--- Records for the task Enclosed Below ---

PR #8246, opened 2024-10-16
Don't prefetch unreachable packages

konstin:
When batch prefetching we can fetch versions we know that are incompatible. In the following example, we were prefetching sentry-kafka-schemas below version 1.50.0.

```
python-rapidjson<=1.20,>=1.4
sentry-kafka-schemas<=0.1.113,>=0.1.50
```

Using a new pubgrub interface from https://github.com/astral-sh/pubgrub/pull/32, we can avoid those prefetches by asking for incompatibilities that won't change anymore (those with root).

--- End of Enclosed Records for the task ---

-- Required work --
Repeat, word for word, all of the data shown above.

-- Response --
PR #8246, opened 2024-10-16
Don't prefetch unreachable packages

konstin:
When batch prefetching we can fetch versions we know that are incompatible. In the following example, we were prefetching sentry-kafka-schemas below version 1.50.0.

```
python-rapidjson<=1.20,>=1.4
sentry-kafka-schemas<=0.1.113,>=0.1.50
```

Using a new pubgrub interface from https://github.com/astral-sh/pubgrub/pull/32, we can avoid those prefetches by asking for incompatibilities that won't change anymore (those with root).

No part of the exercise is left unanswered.